Hamels wants to pitch for a winning team and understands the volatile nature that comes with being a starting pitcher who already has celebrated his 31st birthday. Howard was benched last summer, heard from his own general manager that his team would be better off without him this winter, and faces an uncertain spring with other first basemen vying for playing time.

Papelbon, of course, didn't come here for this - "this" being a member of a rebuilding team.

The Phillies brass will continue in their attempts to find sensible trades for those veterans, but there isn't any deadline they're up against, either. Although injuries could force other teams into becoming more aggressive in pursuing trades, there's a decent chance Hamels, Howard, Papelbon and the rest will break camp when the Phillies head north on April 2.

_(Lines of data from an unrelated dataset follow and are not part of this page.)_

PR #4031, opened 2017-12-04
Remove the "Empty project" message and allow exporting empty projects.

Sawuare:


Sawuare:
Tested Thoroughly. Merging.

Sawuare:
Oh I merged with a merge commit instead of a squash commit. Sorry. :(
What should I do?

tresf:
>  I merged with a merge commit instead of a squash commit

It's only a single commit.  That's fine. 👍

PR #4034, opened 2017-12-05
Use mean based logic for controlling loop points.

Sawuare:
With this, right clicking the time line widget will set the nearest loop point.

Additionally, it only allows setting loop points with right clicking.


Umcaruje:
what If I just want to loop the first bar?

Spekular:
@Umcaruje clicking in a certain region only selects that handle, after that
it can be dragged. I've also suggested Shift+L/R to directly set the
start/endpoint in a manner similar to the current behavior. That way those
who don't like the new behavior can use something similar to the
current/old way.

qnebra:
Looks way more intuitive than current loop points logic.

vlad1777d:
As I understood, you divided distance between loop points on 2 parts.
If somebody click at the left one - than will be moved left loop point, if on right one - right.

If some - than I agree, it's a better behaviour. +1
Because I always confuse on which button to press to move appropriate loop point =)

Sawuare:
> I've also suggested Shift+L/R to directly set the start/endpoint in a manner similar to the current behavior. That way those who don't like the new behavior can use something similar to the current/old way.

@Spekular The new behavior is much better than the old behavior, so I think all users will like it.

Wallacoloo:
Just gave this a try, and I like it. @Spekular, did you have some hang up with this change, or can we merge this?

Spekular:
I think it would be best to allow the old method using a modifier. While
the new method is great, the old method can be faster (any time you wish to
set a loop point within the selection range of another), and in certain
situations even more convenient.

Having one easy way and one fast way to do something isn't unusual. See:
Blender and hotkeys.

Wallacoloo:
@Spekular Okay, if there's a clean way to do that, I won't argue.

I'm pretty sure the existing behavior is normal right-click moves the loop endpoint, and shift+right-click moves the loop start point. Ctrl disables the magnetic behavior. So both the shift and ctrl modifiers are in use. I guess we could somehow throw `Alt` into the mix, but that many modifiers for something seems excessive. We could tuck away an "Enable advanced keybindings" options in the settings somewhere to control which set of keybindings are enabled.

I'm not particularly fond of adding another setting like this, but also I really like the new behavior and would love if there's a way to get it in that keeps older users happy.

Can you think of a good way that the old behavior could still exist alongside this one?

Spekular:
Ah, I forgot about laptop users. I still think my earlier proposal works,
unless I'm missing something. It would shuffle around the controls a bit,
but that can't be avoided if this new method should be default (which I
think it ought to)

RMB: New method, select and drag
Shift+RMB: Set endpoint at cursor
Shift+LMB: Set startpoint at cursor
Ctrl: Still fine adjust
Alt: Still unused

This would unify controls for laptop (/two button) and desktop (/three
button) users, too.

vlad1777d:
I use left-handed mouse configuration, so pressing LMB / CMB always confused me...

Wallacoloo:
@Spekular Ah! Sorry, I misunderstood your original post - thanks for having the patience to reexplain it.

@Sawuare I know it's been ages since you opened this PR, but if you have an opportunity sometime to adjust the behavior to match Spekular's last comment, then I think we could get this merged.

Sawuare:
Shift+LMB is used for `SelectSongTCO`. I think it should be changed to Ctrl+LMB, to leave Shift for the old loop behavior. Thoughts?

Wallacoloo:
It can't be control because that's already used to disable the "magnetic" behavior (i.e. hold control to set a loop point that's not aligned to a bar), IIRC.

I don't know much about "SelectSongTCO": what is that/what exactly is the problem with using shift+LMB?

---- On Thu, 10 May 2018 12:15:19 -0700  notifications@github.com wrote ----

Shift+LMB is used for SelectSongTCO. I think it should be changed to Ctrl+LMB, to leave Shift for the old loop behavior. Thoughts?

Spekular:
I've never used that before, but I agree that ctrl+drag would make sense
for it, considering we use ctrl+drag for box select elsewhere.

Spekular:
It selects every TCO range that you drag over. It overlaps a bit with box
select but could be more convenient because:

1. You don't have to change mode to use it.
2. You don't have to scroll down while selecting if your project is very
tall.

Out of scope for this, but perhaps

-Alt should be the fine adjust modifier in the timeline and song editor
-Shift should be the "clone" modifier in song editor, "old behavior"
modifier in the timeline
-Ctrl should be the box select shortcut in song editor and TCO select
modifier in the timeline

This would be consistent with piano roll amd allow easier box select
(perhaps select mode could be entirely removed).

Sawuare:
> @Spekular Okay, if there's a clean way to do that, I won't argue.

@Wallacoloo I tried and it does not even work, let alone being a clean way.
No users mentioned disliking the new behavior, so I think the old one should be removed.

zonkmachine:
@Sawuare The new behavior is way better... until you zoom in on a part and want to set new loop points. Can the selection be relative to the looped area visible when not both loop points are visible?

Sawuare:
@zonkmachine I think it would be confusing, plus it's just an extra click to move the loop point near the desired position before zooming in and making fine adjustments.

DouglasDGI:
Tested it out.  I like the new behavior.  I did run into the same problem @zonkmachine ran into with not being able to easily set the loop points where I wanted them while zoomed in, but I can't think of a better behavior that would work without confusing some people.
I think it would be cool to (when right clicking on the bar) act like the end of the loop point is at the edge of the screen if it's past the edge of the screen, but I'm not sure how easily people would be able to figure that out automatically, it would probably require a lot of testing to know.
I'm fine with the current behavior, I didn't notice any other problems.  :+1:

eagles051387:
I might have an idea to solve the issue of loop points when zoomed in.

Logic pro you have a bar that when its coloured yellow the loop is on. Now that bar you can drag it regardless if you are zoomed in or not all that adjusts when zoomed in would be the position of the beats in that bar.

Would that potentially help solve the issue?

BaraMGB:
This new behaviour is much more better than the current implementation. I like it. I vote for merge it as is. For any problems with zoom we can add more functionality to this later (e.g. "set loop points to selection", or moving loop range with middle mouse button or something else)

lookitsnicholas:
Hey, longtime user here. I attempted using the alpha builds in hopes of using the new Spectrum Analyser, but ended up having to revert for multiple reasons, the biggest being this PR as a personally breaking workflow regression.

As mentioned in #5505, trying to select a new smaller region while a large loop is currently active is borderline (if not *literally* impossible in some scenarios) with this change merged as-is. I [brought this up](https://discord.com/channels/203559236729438208/250805775646064641/839505792897646642) on Discord earlier today, and it seems like the general sentiment is that "all users" do not like it. The common counterargument seems to primarily consist of three elements:

1. Zooming out as a (partial) mitigation
2. This method is faster
3. This PR's looping mechanism is analogous to other DAWs

My reply to the first point is what I said verbatim in Discord:
> this change in my head is equivalent to an OS update that increases the font size and then the feedback being to back away from your screen if you want the text to appear smaller - doesn’t make any sense

In addition, this method in no way is faster in the aforementioned lengthy loop case. It either requires the previous point's action to be initiated in addition to zooming **back in** to complete modifications of greater resolution, getting extremely lucky with choosing which loop point to change at any given time, or both. 

Finally, this is definitely not how it works within Ableton and FL Studio (which was explicitly mentioned). Both offer an objectively more intuitive/simplistic method of looping, with the latter allowing for multiple loop points (transitively allowing for one-click manipulation).

> Ah, I forgot about laptop users.

This seems to be a common occurrence, as this reminded me of #4522 that @tresf and I ended up resolving about two years ago regarding the inability to add measures on Macintoshes. The approach then taken was to ask the users of Discord what their desired preference was, upon which a purely additive consensus was agreed via a survey (that can be found [here](https://discord.com/channels/203559236729438208/250805775646064641/476108528545693718)) - which I would suggest to gain further input on this change. Maybe this did occur and I missed it, though (not on Discord often due to work, but I would genuinely be surprised based of today's feedback)? Perhaps additional consideration should be taken into account for changes such as this, especially since these devices unfortunately do not seem to be the focus here.

In relation to this PR specifically, however - I, as well as I am sure some other users, would *ideally* like the old controls back by default and this PR available for those who do indeed desire mean-based loop snapping - or, something else... maybe keep this PR with a Shift+LMB invocation and preserve the existing key combination for the legacy looping mechanism, just a solution that is not destructive.

I would be intrigued to hear more input on this, however - it just seems like this change is not ideal if it prompts a multiple of responses such as:
> Is there a way to go back to the original way?

For the time being, though - I'll be staying on version 1.2.2 since I am using an M1 MacBook Air; would be nice to eventually upgrade because running an Apple silicon version of 1.3 would be ideal sometime down the road.

Sawuare:
Some like this change and some hate it, so I will revert it for now and maybe offer it as an alternative in the future.

qnebra:
I had even better idea. Revert every UX change from last 15 years in lmms.

- right mouse button - agree, it can be problematic in device without dedicated RM button, like Macbook or those with touch screen. 
- mean logic - if user is unable to perform basic estimation then something is really wrong with him.

Veratil:
> 
> 
> Some like this change and some hate it, so I will revert it for now and maybe offer it as an alternative in the future.

I think we should get a poll on this before we revert it. How many like the new way? How many like the old? Is this or the previous way more intuitive? Is there a way to make this way better?



> 
> 
> I had even better idea. Revert every UX change from last 15 years in lmms.

This kind of comment is not needed.

rdrpenguin04:
I honestly prefer the old way because, for longer loops, I now have to zoom out or scroll a long ways to move one end of the loop. This is primarily an issue when I'm trying to loop a small section to work on balance or tune a synth.

OTOH, it was inconvenient to remember which button combination moved which side of the loop.

tresf:
I agree, with all comments, especially @Veratil's proposal to make the existing behavior palatable.  Interestingly enough, this regression was predicted by @Spekular and a few others, quoting:

@Spekular wrote:

> @Umcaruje clicking in a certain region only selects that handle, after that it can be dragged. I've also suggested Shift+L/R to directly set the start/endpoint in a manner similar to the current behavior. **That way those who don't like the new behavior can use something similar to the current/old way.**
> ...
> I think it would be best to allow the old method using a modifier. While the new method is great, the old method can be faster (any time you wish to set a loop point within the selection range of another), and in certain situations even more convenient.


@Wallacoloo wrote:

> I'm pretty sure the existing behavior is normal right-click moves the loop endpoint, and shift+right-click moves the loop start point. Ctrl disables the magnetic behavior. So both the shift and ctrl modifiers are in use. I guess we could somehow throw Alt into the mix, but that many modifiers for something seems excessive. We could tuck away an "Enable advanced keybindings" options in the settings somewhere to control which set of keybindings are enabled.
>
> I'm not particularly fond of adding another setting like this, but also I really like the new behavior and would love if there's a way to get it in that keeps older users happy.
>
> Can you think of a good way that the old behavior could still exist alongside this one?

... and then the conversation circles around which keyboards shortcuts are even possible.

@DouglasDGI writes:

> Tested it out. I like the new behavior. **I did run into the same problem @zonkmachine ran into with not being able to easily set the loop points where I wanted them while zoomed in, but I can't think of a better behavior that would work without confusing some people.**

My vote is the following:

@lookitsnicholas, open a new bug report with a screencast of the exact problem.  Tag those people here that seem vested so they're subscribed.

We approach it two ways, these are NOT mutually exclusive:
* Add back some bindings to keep the old behavior<br>
-- AND --
* We look to see if something can be done to fix the zoomed-in behavior

qnebra:
> > I had even better idea. Revert every UX change from last 15 years in lmms.
> 
> This kind of comment is not needed.

Because it is pointless comment. Always someone complains when some changes to UX are made, so best way to avoid that will be simply to not do any changes.

I have no idea if it is ever possible to do, to set loop points based on currently visible section of timeline in Song Editor. I guess it would be really complex in code.

tresf:
> Because it is pointless comment. Always someone complains when some changes to UX are made, so best way to avoid that will be simply to not do any changes.

The person posting -- also a code contributor -- is making a usability argument for the old behavior. I too use a Macbook for production.  Let's be careful how dismissive we are to our users, especially those willing to submit patches. 🍻

RoxasKH:
The principal fact for why this change can be not very well accepted by people is actually because it's a change.
I mean, i struggled with it, too, but only because as an old user i got used to the old logic.

Let's be honest, tho, if we're talking about being intuitive, the new behaviour wins. Yes it can be a bit uncomfortable in doing things, but let's think about new users: move the left point is way more accessible now.
I don't really see this as a regression, sometimes it needs some more tweaking, but it's still very functional.

The main point while this kinda alienate me is because i'm used to the old one to the point is become something i do without even thinking.
It doesn't mean i can't for example get used to the new one, which can also be more comfortable in other cases.

Even if key shortcut are essential in music productioni don't know if the shift-click was better or not.

qnebra:
And I agree with that point about usabiity. Unlike in moment of writing first comment in this PR I currently had laptop without dedicated RMB, and luckily for me I had connected mouse to it. Without it using this scheme of control will be more difficult.

tresf:
> But revert entire PR because someone is used to old way and want to preserve old behaviour forever?

I think we can all agree, reverting the feature in its entirety is a bad idea.

RoxasKH:
Probably we can keep implemented the shift shortcut for moving only the left loop point, can we?

It wouldn't be a complete revert, but it's still something

I dunno how much consistent it'd be tho

akimaze:
Why not add an option in the settings? If each of the approaches has its advantages and disadvantages and it is difficult to decide, it may be worth putting the decision in the hands of the user.

By default, this may be a new behavior because it is easier to discover.

In my opinion, the old solution was much more effective. Now I often have to make a lot more moves to make sure the correct point gets changed. Especially when I don't see the starting and end point. It happens (quite often) that the point that I do not want changes and then I have to set two points again. This is quite annoying.

New solution is better when you see start and end point. When loop is bigger old solution wins.

akimaze:
Another solution could be a graphical representation of which point will change when we move the cursor over the loop bar. Then I would know if I need to move the cursor somewhere else to achieve my goal.

RoxasKH:
> 
> 
> Why not add an option in the settings? If each of the approaches has its advantages and disadvantages and it is difficult to decide, it may be worth putting the decision in the hands of the user.
> 
> By default, this may be a new behavior because it is easier to discover.
> 
> In my opinion, the old solution was much more effective. Now I often have to make a lot more moves to make sure the correct point gets changed. Especially when I don't see the starting and end point. It happens (quite often) that the point that I do not want changes and then I have to set two points again. This is quite annoying.
> 
> New solution is better when you see start and end point. When loop is bigger old solution wins.

The new one requires zooming out, is true, but it's just another passage to do.

If dev were to add an option in the settings for ever change they made the settings would be an infinite list of things, so i don't know if it's the right way to go.

akimaze:
>The new one requires zooming out, is true, but it's just another passage to do.
> If dev were to add an option in the settings for ever change they made the settings would be an infinite list of things, so i don't know if it's the right way to go.

In my opinion, the developer should make this decision (should there be an option?) every time it is necessary. Each case/functionality is different, so there is no precedent law (if we add option once we must add option for every subsequent change). Also, there is no obligation that each task can only be done in one way if there are arguments/other scenarios for it.

Option can be removed when new new solution will work fine in any scenario.

lookitsnicholas:
> Another solution could be a graphical representation of which point will change when we move the cursor over the loop bar. Then I would know if I need to move the cursor somewhere else to achieve my goal. Something like that:
> 
> 
> 
> image

This seems like a Band-Aid (if anything else) because it still requires that the user has to perform additional movements based on the dynamic UI.

My overarching issue with this PR is not necessarily the fact that the previous behavior is changing, it is that it is **breaking** the objectively more efficient route with seemingly no initial reason for it to exist in the first place (which the counterarguments do not seem to directly address).

If discoverability was indeed somehow the main issue, then why not add a tooltip specifying the old control scene upon hover?

Again - if there is a lot of support for this behavior existing, then I would present it as an option instead of destructively modifying the existing behavior without significant feedback.

I will get to creating the new issue in a bit, I just have other things to do in the interim.

Spekular:
> I will get to creating the new issue in a bit, I just have other things to do in the interim.

There's no need, there's already an open issue for it: #5505

lookitsnicholas:
> > I will get to creating the new issue in a bit, I just have other things to do in the interim.
> 
> 
> 
> There's no need, there's already an open issue for it: #5505

This was per suggestion from a previous reply, not sure if any traction was garnered in relation to that particular report.

tresf:
I didn't realized #5505 existed.  @JohannesLorenz actually drew the issue pretty clearly using some ascii characters , so probably no need for a screencast (or we can edit his to include yours).

What if the mean-based logic was changed to be based on the viewable region, not the entire region?

lookitsnicholas:
> What if the mean-based logic was changed to be based on the viewable region, not the entire region?

Maybe I'm missing something, but how would that even work if the loop is located near the extreme of one side of the screen?

tresf:
> Maybe I'm missing something, but how would that even work if the loop is located near the extreme of one side of the screen?

Actual:
```
<----------------------------------->
                    ^------- mean
```

Viewable:
```
<----------------->
          ^------ mean
```

Un-viewable:
```
                          <-------------------->
   ^------- (no mean, like clicking new)
```

lookitsnicholas:
So, zoom actions would be required from the user in certain cases (see: widescreen monitor). Additionally, that does not seem to address the issue that would arise from odd-numbered measure lengths - unless the user zoomed in such that the loop filled the entirety of the screen, multiple inputs would still be necessary in order to move the right marker to the left hand side without issues (depicted below).

1      2      3      4
<------------------>
        ^------ desired loop end point

What I had *thought* was being suggested earlier was somewhat the opposite train of thought, where the mean-based logic was only ever active when the viewable region was less than the entirety of the track (which would be significantly less than ideal, as well).

qnebra:
I feel like best in terms of intuitive use will be "vieweable mean". It requiered only to scroll to desired part in any zoom level, and loop points can be set without further scrolling. I think in my opinion lmms UX should be easy to discover and fun to use.

tresf:
Instead of arguing what will work, I'd recommend opening a new bug report and just describing what you want.   A picture is worth 1,000 words.  Describe the current behavior, the desired behavior and how you'll fix it.

For example, GarageBand just allows you to click and drag your region, then use shift to place left and right at the cursor.  It's intuitive, works for millions of users, doesn't require any complicated memorization of shortcuts or oddball mouse buttons that don't exist on laptops.  GarageBand also allows loop toggling based on click on/off.

I'm not stating Garageband is the holy grail of usabilby, but at some point we should just accept human interface decisions made by others that are good enough for the masses.

tresf:
> How Garageband behave when for example loop 'end point' is far away in timeline?

<kbd>Alt</kbd> modifier combined with <kbd>Shift</kbd> will override mean guessing.

ezgif-6-801bab4ed171

Xeno-Idaltu:
Whoever changed the old Loop Point features did it for its own ego.

I've messeged multiple users online and nobody likes the new Loop Point feature found on 1.3.1-Alpha

Supposedly it was done because laptops dont have MMB. Who made the changes? A GNOME user?

Everyone I know uses the mouse to produce music regardless of DAW.

Please bring the old Loop Point feature and get rid of this annoying feature that truly doesn't make sense.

"It's not exactly a fantasy league where you can buy players and switch players whenever you wish," Gillick said. "Every player is a challenge, whether the [annual average value] of their contract, the length of contract - there's a lot of factors that go into it . . . Let me put it this way: It's not like we're sitting back and waiting for something to happen. Ruben has been very aggressive, he's had a lot of dialogue. He's definitely trying to be practical in what he's looking for, but we want to do something that makes sense for the Phillies from a trade standpoint. We're a work in progress, but we're trying to do things in the best interest of the Phillies and the best interest of our fans."

But the hot stove league gives way to the Grapefruit League in less than 2 weeks. Even if the front office can't go completely out-with-the-old, in-with-the-new, the focus in Camp Clearwater will be on those young players and the progression they're able to make in their big-league careers.

"One of the things I'm looking forward to is younger faces," Sandberg said. "Players that want to prove themselves and do that with energy, who play hard and hustle, and mix that in with the rest of our group."

Stiles promoted

Three weeks after the first front-office shuffle - with Pat Gillick moving into the president's chair and David Montgomery becoming chairman - the Phillies made another change yesterday.

Michael Stiles was promoted to vice president and chief operating officer, the team announced. Stiles, who first joined the front office in 2001, had served as senior vice president for administration and operations since 2007.

Stiles essentially takes control over all business operations while Gillick tends to baseball operations - similar to the setup the team went to when Montgomery took a medical leave last August.

"Mike is highly respected by the Philadelphia business community, Phillies staff and those in baseball who have come to know him since joining the Phillies 14 years ago," Gillick said in a press release. "Mike has proven himself to be a strong leader on a wide variety of critical business issues. He is a trusted adviser to many, but particularly to me, David Montgomery and our ownership group."